No, not me. Lowe's has a company in some other state that makes these. I just make it safe for now and hang the new O (and other channel letters below that got melted) when they come.


----------



## JohnJ0906 (Jan 22, 2007)

MDShunk said:


> "Thermally Protected", means that you stand a pretty good chance of it actually working. Sometimes not. :laughing:


So, what we have here is a case of "not" :no:


----------



## user4818 (Jan 15, 2009)

MDShunk said:


> It's hard to hate Lowe's when they're also paying the bill! I call this service call a "catestrophic O failure". :thumbsup:


Sorry to rain on your parade, but it's "catastrophic." It just lacks that "ooomph" of being funny when it's spelled wrong. :jester:


----------



## MDShunk (Jan 7, 2007)

PeterD, winner of the electriciantalk spelling bee. Give him a hand, everyone. :laughing:


----------



## MDShunk (Jan 7, 2007)

JohnJ0906 said:


> So, what we have here is a case of "not" :no:


Man, I don't even know. I think the one electrode broke off and started arcing to the sheet metal and set the plastic face on fire.


----------



## user4818 (Jan 15, 2009)

MDShunk said:


> PeterD, winner of the electriciantalk spelling bee. Give him a hand, everyone. :laughing:



I just expect more from the forum king. You disappoint your loyal subjects when you make errors like that. :notworthy:


----------



## JohnJ0906 (Jan 22, 2007)

MDShunk said:


> Man, I don't even know. I think the one electrode broke off and started arcing to the sheet metal and set the plastic face on fire.

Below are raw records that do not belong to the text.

PR #545, opened 2021-05-05
feat: 🎸 Add Form fieldset component

calcaide:
Add a simple form fieldset component, basic storybook page and tests.

✅ Closes: ICU-1428

Screen Shot 2021-05-05 at 2 05 42 PM

### DIFF
--- a/addons/rose/addon/components/rose/form/fieldset/index.hbs
+++ b/addons/rose/addon/components/rose/form/fieldset/index.hbs
@@ -1,0 +1,20 @@
+<fieldset ...attributes class='rose-form-fieldset'>
+    <legend 
+        id={{concat 'title-' this.id}}
+        aria-describedby={{concat 'description-' this.id}}
+        class='rose-form-fieldset-title'
+    >
+        {{yield to='title'}}
+    </legend>
+    <div
+        id={{concat 'description-' this.id}}
+        aria-labelledby={{concat 'title-' this.id}}
+        class='rose-form-fieldset-description'
+    >
+        {{yield to='description'}}
+    </div>
+
+    <div class='rose-form-fieldset-body'>
+        {{yield to='body'}}
+    </div>
+</fieldset>
--- a/addons/rose/addon/components/rose/form/fieldset/index.hbs
+++ b/addons/rose/addon/components/rose/form/fieldset/index.hbs
@@ -1,19 +1,20 @@
-<fieldset ...attributes class='rose-form-fieldset'>
+<fieldset ...attributes class='rose-form-fieldset' aria-describedby={{concat 'title-' this.id}}>
     <legend 
         id={{concat 'title-' this.id}}
-        aria-describedby={{concat 'description-' this.id}}
         class='rose-form-fieldset-title'
     >
         {{yield to='title'}}
     </legend>
-    <div
-        id={{concat 'description-' this.id}}
-        aria-labelledby={{concat 'title-' this.id}}
-        class='rose-form-fieldset-description'
-    >
-        {{yield to='description'}}
-    </div>
-
+    
+    {{#if (has-block "description")}}
+        <div
+            id={{concat 'description-' this.id}}
+            class='rose-form-fieldset-description'
+        >
+            {{yield to='description'}}
+        </div>
+    {{/if}}
+    
     <div class='rose-form-fieldset-body'>
         {{yield to='body'}}
     </div>
--- a/addons/rose/addon/components/rose/form/fieldset/index.hbs
+++ b/addons/rose/addon/components/rose/form/fieldset/index.hbs
@@ -1,4 +1,4 @@
-<fieldset ...attributes class='rose-form-fieldset' aria-describedby={{concat 'title-' this.id}}>
+<fieldset ...attributes class='rose-form-fieldset' aria-describedby={{if (has-block "description") (concat 'description-' this.id)}}>
     <legend 
         id={{concat 'title-' this.id}}
         class='rose-form-fieldset-title'
--- a/addons/rose/tests/integration/components/rose/form/fieldset-test.js
+++ b/addons/rose/tests/integration/components/rose/form/fieldset-test.js
@@ -11,19 +11,29 @@ module('Integration | Component | rose/form/fieldset', function (hooks) {
   this.mockDescription = 'Description';
   this.mockBody = 'Rest of the form';
 
-  hooks.beforeEach(async function () {
-    // Render the component before each test
-    await render(hbs`
+  // Wrap the rendering in a function to avoid repeat code
+  async function renderComponent(noDescription) {
+    if (noDescription === true) {
+      return render(hbs`
+        <Rose::Form::Fieldset>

Yeah, it's a little difficult to do a post-mortem on stuff like that.


----------



## MDShunk (Jan 7, 2007)

JohnJ0906 said:


> Yeah, it's a little difficult to do a post-mortem on stuff like that.


The funnier part is that the whole place was running on generator when I was there because the main was tripped. Rather uncoordinated coordination of overcurrent protection, wouldn't you say?


----------



## user4818 (Jan 15, 2009)

MDShunk said:


> The funnier part is that the whole place was running on generator when I was there because the main was tripped. Rather uncoordinated coordination of overcurrent protection, wouldn't you say?


GFP main trip?


----------



## MDShunk (Jan 7, 2007)

Peter D said:


> GFP main trip?


I don't know. They had someone else called in for that, and as of 6 o'clock or so, they were still on generator. I think the original installing contractor might be the one that's going to work on that. He could be states away for all I know. There was nobody working on it when I was there, but I was nosy and took a gander at what might be going on. The main was tripped off, and that's all I know for sure. No GFP light lit, but I'm not sure what the arrangement was as far as the battery for that light and how long the power might have been off.


----------



## 480sparky (Sep 20, 2007)

Peter D said:


> I just expect more from the forum king. You disappoint your loyal subjects when you make errors like that. :notworthy:


All hail, the ForumKing! 
I get to be the Court Jester!









In my neck of the woods (or cornfield, if that's your perception), it's a sign, and as such I would need a sign license to work on it. I would also need a special drivers license to drive that truck, which would be outfitted with a special license plate.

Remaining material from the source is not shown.